The Love Islanders advertised the results to their impressionable young audience. That's more shocking than the fact that size 26 model and campaigner Tess Holliday (pictured) is gracing the cover of October's Cosmo, driving "fat-shamers" into fury. Calm down, dears. She is a big and beautiful woman. The cover is a cool two-fingers up to the twin cults of tyranny (youth and beauty) that can dominate and destroy lives.

For years, so-called "payday lenders" such as Wonga have made the lives of millions a misery, says Labour MP Stella Creasy in The Sun. As Wonga goes into administration, now is not the time to celebrate, but to call for action to make sure no-one else gets hooked by the other legal loan sharks now circling consumers.

Thanks to the crackdown on exploitative payday lending, it's the sharks themselves who are fearing a knock at the door as claims mount over earlier debt-collection practices. Rather than mend their ways, those same companies that offered eye-watering rates of interest are now simply changing the label on their loans to evade the regulators. Wonga may be going under, but unless we act now, sharks are still a threat.

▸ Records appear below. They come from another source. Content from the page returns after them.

Issue #4912, opened 2025-10-15
PostgreSQL output connector PEM should allow file paths


gz:
https://docs.feldera.com/connectors/sinks/postgresql/#postgresql-output-configuration

Make sure we can provide file paths for providing certificates rather than having the user paste certificate content into the pipeline config:

* ssl_ca_pem
* ssl_client_pem
* ssl_client_key

ryzhyk:
We already have this feature for Kafka connectors.

PR #4920, opened 2025-10-16
pgout: allow setting certificates using file path

abhizer:
Fixes: #4912

Todo:
- [x] test this locally

## Breaking Changes?
No

### DIFF
--- a/crates/adapters/src/integrated/postgres/output.rs
+++ b/crates/adapters/src/integrated/postgres/output.rs
@@ -83,7 +83,7 @@ fn write_ca_cert_to_file(cert: &str) -> AnyResult<PathBuf> {
 fn set_certs(builder: &mut SslConnectorBuilder, config: &PostgresWriterConfig) -> AnyResult<()> {
     let ca_cert_path = match (&config.ssl_ca_location, &config.ssl_ca_pem) {
         (Some(location), None) => PathBuf::from_str(location)
-            .context("failed to parse `ssl_ca_location` as PathBuf; is the path valid?")?,
+            .context("failed to parse `ssl_ca_location` as file path; is the path valid?")?,
         (Some(_), Some(pem)) => {
             tracing::warn!("postgres: both `ssl_ca_pem` and `ssl_ca_location` are provided; using `ssl_ca_pem`");
             write_ca_cert_to_file(pem)?


ryzhyk:
Will review in a bit...

docs.feldera.com/docs/connectors/sinks/postgresql.md
```diff
@@ -21,9 +21,12 @@ in the PostgreSQL table.
...
-| `ssl_client_pem`        | string  |           | The client certificate in PEM format.                                                                                                                                                                                                              |
-| `ssl_client_key`        | string  |           | The client certificate key in PEM format.                                                                                                                                                                                                          |
+| `ssl_ca_pem`            | string  |           | The CA certificate in PEM format. Required for TLS, and takes precedence over `ssl_ca_location`.                                                                                                                                                                                                |
```
ryzhyk: I think these options should be mutually exclusive, the connector should fail to start if both are specified.

crates/feldera-types/src/transport/postgres.rs
```diff
@@ -25,12 +25,21 @@ pub struct PostgresWriterConfig {
     /// The CA certificate in PEM format.
     pub ssl_ca_pem: Option<String>,
 
+    /// Path to the CA certificate.
```
ryzhyk: I think this can be an entire certificate chain in a file. Please check the docs and clarify what can go here.

docs.feldera.com/docs/connectors/sinks/postgresql.md
abhizer: I did it this way to keep it consistent with the Kafka output connector, which also prefers `ssl.certificate.pem` to `ssl.certificate.location`. 

When both are set, we warn the user that both are set, and specify that we are using `ssl_ca_pem`.

crates/feldera-types/src/transport/postgres.rs
abhizer: OpenSSL docs:
 > points to a file of CA certificates in PEM format. The file can contain several CA certificates

This option can include multiple CA certificates. 

We currently do not support setting a certificate chain. https://docs.rs/openssl/latest/openssl/ssl/struct.SslConnectorBuilder.html#method.set_certificate_chain_file

Instead the client certificate and key must be specified separately.

I'll test just setting the chain file and add a commit.

gz:
You shouldn't need to add separate config keys at all.. you should be able to detect if it's a file path / URL (e.g., starts with `file:///` or a certificate chain) too many settings is confusing

docs.feldera.com/docs/connectors/sinks/postgresql.md
ryzhyk: warnings only show up in the log. I would argue the Kafka design needs to be fixed rather than following the reproducing the same behavior here. Not a big deal though.

ryzhyk:
> You shouldn't need to add separate config keys at all.. you should be able to detect if it's a file path / URL (e.g., starts with `file:///` or a certificate chain) too many settings is confusing

That doesn't seem right to me, I haven't seen this type of UX where the same property can be a string or a file path.

crates/adapters/src/integrated/postgres/output.rs
```diff
@@ -60,47 +62,102 @@ impl Drop for PostgresOutputEndpoint {
...
-        file.write_all(ca_cert.as_bytes())
-            .context("failed to write CA certificate to tempfile")?;
-        file.flush()
-            .context("failed to flush CA certificate to tempfile")?;
-
-        let (_, path) = file.keep()?;
-        path
+    let ca_cert_path = match (&config.ssl_ca_location, &config.ssl_ca_pem) {
+        (Some(location), None) => PathBuf::from_str(location)
+            .context("failed to parse `ssl_ca_location` as PathBuf; is the path valid?")?,
```
```suggestion
            .context("failed to parse `ssl_ca_location` as a file path; is the path valid?")?,
```

ryzhyk (approved):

Five of the top seven Leave-voting constituencies that now have a majority of voters in favour of remaining in the European Union, according to some polls, are in the North, says Brian Reade in the Daily Mirror. That may be down to the dawning realisation that when EU funding to the poorest areas dries up after Britain leaves, the Tories won't inject fresh cash.

Between 2007 and 2013, Brussels funded more than 20,000 projects in the North can you see the Tories matching those sums? They couldn't give a flying ferret about the needs of anyone who can't keep them in power. So, if you live in an area where Tory votes are thin on the ground, don't expect many golden leaves to fall. The saddest part is that the people most affected voted for their fate.